Source data
☆ ☆ ☆ ☆ ☆
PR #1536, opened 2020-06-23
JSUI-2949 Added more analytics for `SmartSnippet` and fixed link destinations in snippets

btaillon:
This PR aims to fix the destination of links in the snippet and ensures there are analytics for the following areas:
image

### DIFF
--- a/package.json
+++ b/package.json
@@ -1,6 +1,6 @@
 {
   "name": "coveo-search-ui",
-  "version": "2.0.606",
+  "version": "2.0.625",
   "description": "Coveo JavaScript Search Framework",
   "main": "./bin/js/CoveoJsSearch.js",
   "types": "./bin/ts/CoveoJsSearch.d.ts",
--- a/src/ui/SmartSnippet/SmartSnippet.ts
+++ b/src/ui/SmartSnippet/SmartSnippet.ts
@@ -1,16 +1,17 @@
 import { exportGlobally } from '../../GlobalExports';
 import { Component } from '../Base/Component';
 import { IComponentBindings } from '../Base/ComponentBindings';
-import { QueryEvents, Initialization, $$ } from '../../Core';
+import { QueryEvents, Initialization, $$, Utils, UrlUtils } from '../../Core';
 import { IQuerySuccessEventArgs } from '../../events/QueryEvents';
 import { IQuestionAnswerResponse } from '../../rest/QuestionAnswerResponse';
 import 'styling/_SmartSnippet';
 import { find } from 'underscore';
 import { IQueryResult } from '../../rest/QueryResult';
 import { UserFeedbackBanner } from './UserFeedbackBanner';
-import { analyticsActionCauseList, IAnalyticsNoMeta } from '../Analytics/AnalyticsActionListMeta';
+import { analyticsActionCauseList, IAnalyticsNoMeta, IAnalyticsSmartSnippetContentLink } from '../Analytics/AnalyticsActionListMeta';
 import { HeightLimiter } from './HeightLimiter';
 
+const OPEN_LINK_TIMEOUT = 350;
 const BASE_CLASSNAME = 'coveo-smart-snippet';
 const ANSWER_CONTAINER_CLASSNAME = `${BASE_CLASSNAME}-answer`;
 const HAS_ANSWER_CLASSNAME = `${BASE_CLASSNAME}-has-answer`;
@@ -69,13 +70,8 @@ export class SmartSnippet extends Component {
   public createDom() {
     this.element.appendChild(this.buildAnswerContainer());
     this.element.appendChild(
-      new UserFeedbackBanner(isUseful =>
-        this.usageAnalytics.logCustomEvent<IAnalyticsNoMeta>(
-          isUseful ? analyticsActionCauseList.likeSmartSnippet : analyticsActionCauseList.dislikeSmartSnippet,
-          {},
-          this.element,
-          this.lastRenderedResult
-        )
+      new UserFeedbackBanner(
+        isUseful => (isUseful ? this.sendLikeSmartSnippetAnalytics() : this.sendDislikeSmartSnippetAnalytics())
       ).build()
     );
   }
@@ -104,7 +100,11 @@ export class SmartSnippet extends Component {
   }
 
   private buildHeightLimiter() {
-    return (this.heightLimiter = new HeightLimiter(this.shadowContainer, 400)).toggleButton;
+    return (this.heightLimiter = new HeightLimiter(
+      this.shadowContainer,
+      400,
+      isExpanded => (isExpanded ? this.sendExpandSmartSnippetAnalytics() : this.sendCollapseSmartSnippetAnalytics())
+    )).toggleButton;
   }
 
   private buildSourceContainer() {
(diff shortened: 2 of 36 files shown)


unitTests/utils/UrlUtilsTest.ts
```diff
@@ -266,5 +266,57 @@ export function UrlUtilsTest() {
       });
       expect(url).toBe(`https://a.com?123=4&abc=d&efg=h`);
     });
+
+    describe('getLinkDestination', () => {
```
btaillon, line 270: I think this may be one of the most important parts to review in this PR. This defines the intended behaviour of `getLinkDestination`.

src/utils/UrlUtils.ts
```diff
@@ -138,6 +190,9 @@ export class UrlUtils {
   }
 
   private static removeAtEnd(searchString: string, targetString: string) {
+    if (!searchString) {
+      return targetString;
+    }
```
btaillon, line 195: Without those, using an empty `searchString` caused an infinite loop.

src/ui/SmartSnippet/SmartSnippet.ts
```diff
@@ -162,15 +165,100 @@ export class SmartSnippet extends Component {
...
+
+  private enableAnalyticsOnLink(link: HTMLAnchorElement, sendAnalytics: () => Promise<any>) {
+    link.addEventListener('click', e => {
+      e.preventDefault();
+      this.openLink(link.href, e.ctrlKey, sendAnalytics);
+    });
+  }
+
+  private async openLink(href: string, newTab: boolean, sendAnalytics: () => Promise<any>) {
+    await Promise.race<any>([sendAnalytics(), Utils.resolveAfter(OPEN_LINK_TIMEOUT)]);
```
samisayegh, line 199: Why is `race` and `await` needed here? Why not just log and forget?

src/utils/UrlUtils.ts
☆ ☆ ☆ ☆ ☆
WORK TASK – The records above are to be printed in full, exactly as they appear.

THE COMPLETED TASK –
PR #1536, opened 2020-06-23
JSUI-2949 Added more analytics for `SmartSnippet` and fixed link destinations in snippets

btaillon:
This PR aims to fix the destination of links in the snippet and ensures there are analytics for the following areas:
image

### DIFF
--- a/package.json
+++ b/package.json
@@ -1,6 +1,6 @@
 {
   "name": "coveo-search-ui",
-  "version": "2.0.606",
+  "version": "2.0.625",
   "description": "Coveo JavaScript Search Framework",
   "main": "./bin/js/CoveoJsSearch.js",
   "types": "./bin/ts/CoveoJsSearch.d.ts",
--- a/src/ui/SmartSnippet/SmartSnippet.ts
+++ b/src/ui/SmartSnippet/SmartSnippet.ts
@@ -1,16 +1,17 @@
 import { exportGlobally } from '../../GlobalExports';
 import { Component } from '../Base/Component';
 import { IComponentBindings } from '../Base/ComponentBindings';
-import { QueryEvents, Initialization, $$ } from '../../Core';
+import { QueryEvents, Initialization, $$, Utils, UrlUtils } from '../../Core';
 import { IQuerySuccessEventArgs } from '../../events/QueryEvents';
 import { IQuestionAnswerResponse } from '../../rest/QuestionAnswerResponse';
 import 'styling/_SmartSnippet';
 import { find } from 'underscore';
 import { IQueryResult } from '../../rest/QueryResult';
 import { UserFeedbackBanner } from './UserFeedbackBanner';
-import { analyticsActionCauseList, IAnalyticsNoMeta } from '../Analytics/AnalyticsActionListMeta';
+import { analyticsActionCauseList, IAnalyticsNoMeta, IAnalyticsSmartSnippetContentLink } from '../Analytics/AnalyticsActionListMeta';
 import { HeightLimiter } from './HeightLimiter';
 
+const OPEN_LINK_TIMEOUT = 350;
 const BASE_CLASSNAME = 'coveo-smart-snippet';
 const ANSWER_CONTAINER_CLASSNAME = `${BASE_CLASSNAME}-answer`;
 const HAS_ANSWER_CLASSNAME = `${BASE_CLASSNAME}-has-answer`;
@@ -69,13 +70,8 @@ export class SmartSnippet extends Component {
   public createDom() {
     this.element.appendChild(this.buildAnswerContainer());
     this.element.appendChild(
-      new UserFeedbackBanner(isUseful =>
-        this.usageAnalytics.logCustomEvent<IAnalyticsNoMeta>(
-          isUseful ? analyticsActionCauseList.likeSmartSnippet : analyticsActionCauseList.dislikeSmartSnippet,
-          {},
-          this.element,
-          this.lastRenderedResult
-        )
+      new UserFeedbackBanner(
+        isUseful => (isUseful ? this.sendLikeSmartSnippetAnalytics() : this.sendDislikeSmartSnippetAnalytics())
       ).build()
     );
   }
@@ -104,7 +100,11 @@ export class SmartSnippet extends Component {
   }
 
   private buildHeightLimiter() {
-    return (this.heightLimiter = new HeightLimiter(this.shadowContainer, 400)).toggleButton;
+    return (this.heightLimiter = new HeightLimiter(
+      this.shadowContainer,
+      400,
+      isExpanded => (isExpanded ? this.sendExpandSmartSnippetAnalytics() : this.sendCollapseSmartSnippetAnalytics())
+    )).toggleButton;
   }
 
   private buildSourceContainer() {
(diff shortened: 2 of 36 files shown)


unitTests/utils/UrlUtilsTest.ts
```diff
@@ -266,5 +266,57 @@ export function UrlUtilsTest() {
       });
       expect(url).toBe(`https://a.com?123=4&abc=d&efg=h`);
     });
+
+    describe('getLinkDestination', () => {
```
btaillon, line 270: I think this may be one of the most important parts to review in this PR. This defines the intended behaviour of `getLinkDestination`.

src/utils/UrlUtils.ts
```diff
@@ -138,6 +190,9 @@ export class UrlUtils {
   }
 
   private static removeAtEnd(searchString: string, targetString: string) {
+    if (!searchString) {
+      return targetString;
+    }
```
btaillon, line 195: Without those, using an empty `searchString` caused an infinite loop.

src/ui/SmartSnippet/SmartSnippet.ts
```diff
@@ -162,15 +165,100 @@ export class SmartSnippet extends Component {
...
+
+  private enableAnalyticsOnLink(link: HTMLAnchorElement, sendAnalytics: () => Promise<any>) {
+    link.addEventListener('click', e => {
+      e.preventDefault();
+      this.openLink(link.href, e.ctrlKey, sendAnalytics);
+    });
+  }
+
+  private async openLink(href: string, newTab: boolean, sendAnalytics: () => Promise<any>) {
+    await Promise.race<any>([sendAnalytics(), Utils.resolveAfter(OPEN_LINK_TIMEOUT)]);
```
samisayegh, line 199: Why is `race` and `await` needed here? Why not just log and forget?

src/utils/UrlUtils.ts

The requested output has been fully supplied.